Penn State Fraternities’ CPR Training Is ‘First Step’ Toward Safer Greek Life
A new policy from the Penn State Interfraternity Council is designed to make recognizing emergencies and providing necessary assistance at parties easier. Under the new policy, which goes into effect this month, each fraternity is required to have at least one sober, CPR-certified brother at every social.
Fraternity brothers began earning their CPR certifications this weekend at one of four classes offered by the Penn State Emergency Medical Services Association, in addition to a pilot class held earlier this semester.
In total, the courses cost $8,000 for four members from each of the 36 fraternities on campus to receive the certification. The IFC and Office of Fraternity and Sorority Life covered expenses so the course wouldn’t place a financial burden on chapters.
Brothers also had the opportunity to take first aid and “Stop the Bleed” classes at an additional fee, which chapters would have to pay themselves. Course coordinator Josh Hamilton said that although CPR training is life-saving, lessons learned from first aid and “Stop the Bleed” classes are more commonly used. No brothers in attendance at the Sunday morning class said they were staying for the additional courses.
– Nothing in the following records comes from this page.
PR #349, opened 2020-03-27
Unify inner state/results of ExponentiatedGradient and GridSearch

romanlutz:
The long awaited unification as detailed in https://github.com/fairlearn/fairlearn-proposals/issues/4

The current version does not have `best_predictor`, `best_lambda_vec`, or such for GridSearch. For `ExponentiatedGradient` I've transformed `best_classifier` into `best_predictor`. I'm tending towards making all the "best" attributes available instead of requiring users to run
```
best_lambda_vec = grid_search_obj._lambda_vecs[grid_search_obj._best_grid_index]
```
With this change we also get rid of `best_*` attributes on both EG and GS, with the exception of `best_t` (EG) and `best_grid_index` (GS).


fairlearn/reductions/_exponentiated_gradient/exponentiated_gradient.py
```diff
@@ -61,9 +61,9 @@ def __init__(self, estimator, constraints, eps=0.01, T=50, nu=None, eta_mul=2.0)
         self._nu = nu
         self._eta_mul = eta_mul
 
-        self._best_classifier = None
+        self._best_predictor = None
```
MiroDudik: I think that calling this `predictor` is confusing, because it is not a predictor in the `sklearn` sense. I don't think that we actually need to return this object. Let's get rid of `self._best_predictor` altogether and merge its functionality directly into `_pmf_predict` (we also don't need the `_mean_pred` wrapper).

fairlearn/reductions/_exponentiated_gradient/exponentiated_gradient.py
```diff
@@ -203,7 +203,7 @@ def predict(self, X):
             the result will be a scalar. Otherwise the result will be a vector
         :rtype: Scalar or vector
         """
-        positive_probs = self._best_classifier(X)
+        positive_probs = self._best_predictor(X)
         return (positive_probs >= np.random.rand(len(positive_probs))) * 1
```
MiroDudik: use `_pmf_predict` here (similarly as we do in `ThresholdOptimizer`)

fairlearn/reductions/_grid_search/_grid_generation.py
```diff
@@ -0,0 +1,65 @@
+# Copyright (c) Microsoft Corporation. All rights reserved.
```
MiroDudik: should we name this file `_grid_generator.py` similarly to `_threshold_optimizer.py` we do elsewhere?

fairlearn/reductions/_grid_search/grid_search.py
```diff
@@ -142,23 +82,12 @@ def __init__(self,
...
-        :class:`GridSearchResult` is used in calls to
-        :code:`predict` and :code:`predict_proba`.
-        """
-        return self._best_result
+        self._best_grid_index = None
+        self._predictors = []
+        self._lambda_vecs = pd.DataFrame()
+        self._objectives = []
+        self._gammas = pd.DataFrame()
+        self._oracle_calls_execution_time = []
```
MiroDudik: i think i prefer `oracle_execution_times

fairlearn/reductions/_exponentiated_gradient/exponentiated_gradient.py
romanlutz: You're right, of course! One more of the remnants we've wanted to address in a while. I'll fix that...

fairlearn/reductions/_grid_search/grid_search.py
romanlutz: works for me!

fairlearn/reductions/_exponentiated_gradient/exponentiated_gradient.py
romanlutz: I just realized that `lagrangian.classifiers` only gets set when it's a new best value. So `len(lagrangian.classifiers)` can be less than `_last_t`. So I guess what I have right now with best_predictor being located at `_best_t` within `_predictors` (which is equivalent to `lagrangian.classifiers`) is not always correct. Is it simply the last entry in `lagrangian.classifiers`?

romanlutz: ... or it may be `expgrad._hs[expgrad._best_t]`. `_hs` has an entry for every iteration

notebooks/Grid Search for Binary Classification.ipynb
```diff
@@ -174,9 +174,11 @@
...
+    "The grid search acts like a normal `sklearn` estimator, implementing `fit()` and `predict()` methods. The `fit()` method performs the grid search, and the best model found (according to a specified selection rule) is used in `predict()` calls. However, after `fit()` is called, there are several extra properties on the estimator. \n",
+    "- `_best_grid_index` indicates the index of the grid point where grid search found the best solution. The `predict()` method uses the corresponding predictor.\n",
+    "- for each grid point we have an entry in the following four collections: `_lambda_vecs`, `_objectives`, `_gammas`, `_predictors`.\n",
     "\n",
```
MiroDudik, line 182: just switch the order of bullets: first say what we store for each grid point and then which is the best.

The new policy is the product of nearly a year of planning that began as a class project for a former member of both the IFC and Penn State Emergency Medical Services Association.
“What started out as an ENGL 202 assignment for me is now a fully realized harm reduction program in our very own community,” Arman Saeedi said in a statement provided by the IFC. “As a former member of PSU EMS, my personal connection to the Beta Theta Pi tragedy inspired me to make every effort to prevent or at least reduce incidences like that from happening.”
Now that Saeedi has graduated, his partner in championing the CPR requirement and IFC vice president of civic responsibility Alec Gutsche has continued the legwork, finally bringing the idea to life.
“I always felt there could be more safety measured instituted that weren’t instituted and thought about how that’d be something I’d change if I ever moved up in the IFC,” Gutsche said. “Now, if something happens in a house, they’ll be more likely to recognize an emergency or even able to perform CPR themselves, so this is better for everyone in the long run.”
From getting the university’s buy-in to collaborating with EMSA to securing funding, the creation of this policy has spanned the length of Gutsche’s term, which began last November and ends next month. Now, EMSA and IFC are discussing the possibility of working together to develop a safety and emergency response curriculum specifically designed for fraternity chapters.
This policy comes more than a year and a half after Penn State sophomore Tim Piazza died as a result of a hazing ritual at the house of Beta Theta Pi. Since then, various measures have been imposed by the university to curb hazing and drinking. However, this seems like the biggest and most forward-thinking move made by the Greek community in an effort to make itself safer.
“Getting the first step of safety training in place is huge,” Gutsche said. “Now, people are going to be accustomed to thinking that if they want to be on their fraternities’ exec boards, they’re probably going to need to get CPR-certified. From there, we can work toward more training.
“Initially, everyone was up in arms about the new sanctions when they were introduced. But everyone eventually got used to them. We think eventually these rules will be accepted widely and we’ll be able to expand.”